We need to spend more time celebrating those who are trusting, brave and bold enough to get into the ring, get a ring and try and fight for a relationship (even if it fails) over those who are often scared, timid and racking up Netflix frequent customer points. The perpetually single aren't more holy - even though some try to convince us they are. Often, they are less so because they aren't involved in relationships to refine them. When it gets tough or when they think someone doesn't measure up or when THEY don't measure up, they bail - and blame it on God's timing, God's will or boast about how high their standards are.

1. Abstaining is not the greatest Christian ethic. 

2. We celebrate singles who abstain. We give them badges, books, TV shows. That is good. However we don't celebrate marrieds/marriage nearly enough. That is bad. 

3. Staying out of a woman's pants isn't the longest yard for a man of God. It's a lot more challenging to be the spiritual leader of a home and steward over the souls of your children. I want to see more men take that challenge. I want to see more women challenge themselves, too. 

I honor failure more than no effort. And, no, living together is not "effort" in my mind. Go down the aisle. Drive to the courthouse. That's effort.


----------



## stephluv (Jul 13, 2013)

Shoot I'm getting tired of being one! I want to celebrate not just other ppls marriages but my own as well one day so I understand


----------



## sweetvi (Jul 13, 2013)

LOL! Im ready to stop "abstaining" 

















with my husband


----------



## momi (Jul 13, 2013)

sweetvi said:


> LOL! Im ready to stop "abstaining"
> 
> 
> 
> ...






LOL   Amen Sis - Let it be so!

Every now and then he will go on a rant with the men and call them on the carpet for not actively pursuing a wife... although ironically he is single himself. 

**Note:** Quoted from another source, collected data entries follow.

PR #6930, opened 2020-02-06
Fix juragan-anime.net

nik2143:
This fix ads on juragan-anime.net


mapx-:
@Alex-302

`juragan-anime.net##+js(aopr, MANGO)`

Alex-302:
@mapx- does not URL blocking rule enough?

mapx-:
sure, just in case they change the domain ..

Alex-302:
Ok, will check later.

PR #6983, opened 2020-02-21

llacb47:
Last PR: https://github.com/uBlockOrigin/uAssets/pull/6949


Pokerkoffer:
This is needed for me as well: 
`aternos.org##+js(set, apstagLOADED, true)`

llacb47:
@pokerkoffer no, amazon-adsystem script is already whitelisted

Pokerkoffer:
> @Pokerkoffer no, amazon-adsystem script is already whitelisted

You are right, my bad. Privacy Badger blocked it.

PR #7013, opened 2020-02-27

llacb47:
Last PR: https://github.com/uBlockOrigin/uAssets/pull/6996

Note: the site added code to detect scriptlet injection, which will probably make things more difficult in the future.


okiehsch:
Thx.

Then the guys will chime in bellyaching about how they can't find any Godly women.  <<<insert head scratch here>>>


----------



## aribell (Jul 14, 2013)

lol.  That was really on point though, and I was just (like *just*) thinking about something similar.

I was going to post this article from HuffPost Religion where this Christian woman (married) is basically telling believers to stop waiting for a soulmate from God, put on your big girl and big boy pants, and make the choice to marry someone.  I think the "waiting on God" concept has been twisted up and has confused many.


----------



## BEAUTYU2U (Jul 14, 2013)

I'm not sure of what I just read.


----------



## MrsHaseeb (Jul 14, 2013)

I thought the article was amusing and rather funny. I totally understand. Totally... But is the article condoning fornication? Ill read it again.


----------



## aribell (Jul 14, 2013)

^^^I think he's just saying stop holding up abstinence like it's the gold standard when it's not.  Successfully getting married is the point, not being abstinent.  Or living a purposefully celibate life in the grace God has given you.


----------



## MrsHaseeb (Jul 14, 2013)

nicola.kirwan said:


> ^^^I think he's just saying stop holding up abstinence like it's the gold standard when it's not.  Successfully getting married is the point, not being abstinent.  Or living a purposefully celibate life in the grace God has given you.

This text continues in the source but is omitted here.